[Source material]
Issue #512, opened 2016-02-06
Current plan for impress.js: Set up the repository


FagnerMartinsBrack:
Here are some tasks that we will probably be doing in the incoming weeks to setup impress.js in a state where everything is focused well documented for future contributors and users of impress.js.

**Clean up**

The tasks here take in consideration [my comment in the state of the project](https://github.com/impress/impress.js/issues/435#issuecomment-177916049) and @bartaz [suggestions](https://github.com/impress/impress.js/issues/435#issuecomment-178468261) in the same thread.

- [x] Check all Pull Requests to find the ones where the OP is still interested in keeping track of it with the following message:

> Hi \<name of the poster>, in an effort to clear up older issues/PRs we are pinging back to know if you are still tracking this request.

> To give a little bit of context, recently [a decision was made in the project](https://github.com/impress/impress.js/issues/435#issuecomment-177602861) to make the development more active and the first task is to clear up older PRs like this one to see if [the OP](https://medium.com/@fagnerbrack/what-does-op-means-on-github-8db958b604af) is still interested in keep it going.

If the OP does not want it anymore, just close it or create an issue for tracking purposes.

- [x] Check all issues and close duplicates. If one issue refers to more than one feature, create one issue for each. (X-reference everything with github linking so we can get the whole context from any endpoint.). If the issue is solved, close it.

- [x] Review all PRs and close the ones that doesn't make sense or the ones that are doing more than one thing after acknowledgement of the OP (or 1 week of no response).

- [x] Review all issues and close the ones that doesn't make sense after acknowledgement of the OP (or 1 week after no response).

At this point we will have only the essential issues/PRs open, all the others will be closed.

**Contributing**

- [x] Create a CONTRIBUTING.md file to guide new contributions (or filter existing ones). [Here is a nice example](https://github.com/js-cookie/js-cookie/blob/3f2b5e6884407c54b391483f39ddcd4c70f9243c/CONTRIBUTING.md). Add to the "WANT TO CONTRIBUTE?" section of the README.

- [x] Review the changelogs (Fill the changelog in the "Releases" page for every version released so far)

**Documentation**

==

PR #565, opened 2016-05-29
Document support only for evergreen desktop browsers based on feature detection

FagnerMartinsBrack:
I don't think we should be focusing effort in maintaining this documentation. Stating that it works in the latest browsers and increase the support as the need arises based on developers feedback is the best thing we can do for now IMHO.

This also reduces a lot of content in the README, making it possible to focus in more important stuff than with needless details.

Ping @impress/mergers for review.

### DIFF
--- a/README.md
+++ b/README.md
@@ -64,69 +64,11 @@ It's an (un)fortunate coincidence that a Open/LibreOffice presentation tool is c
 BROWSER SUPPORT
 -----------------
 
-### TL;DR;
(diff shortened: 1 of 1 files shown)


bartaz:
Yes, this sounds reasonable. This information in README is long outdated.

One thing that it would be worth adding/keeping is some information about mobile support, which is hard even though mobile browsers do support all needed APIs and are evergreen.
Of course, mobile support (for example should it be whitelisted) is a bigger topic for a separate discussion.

[Exercise brief] Of all the entries above, retype exactly the lines from the line with "The tasks here" to the line with "tracking this request.", both included, and no others.

[Task output]
The tasks here take in consideration [my comment in the state of the project](https://github.com/impress/impress.js/issues/435#issuecomment-177916049) and @bartaz [suggestions](https://github.com/impress/impress.js/issues/435#issuecomment-178468261) in the same thread.

- [x] Check all Pull Requests to find the ones where the OP is still interested in keeping track of it with the following message:

> Hi \<name of the poster>, in an effort to clear up older issues/PRs we are pinging back to know if you are still tracking this request.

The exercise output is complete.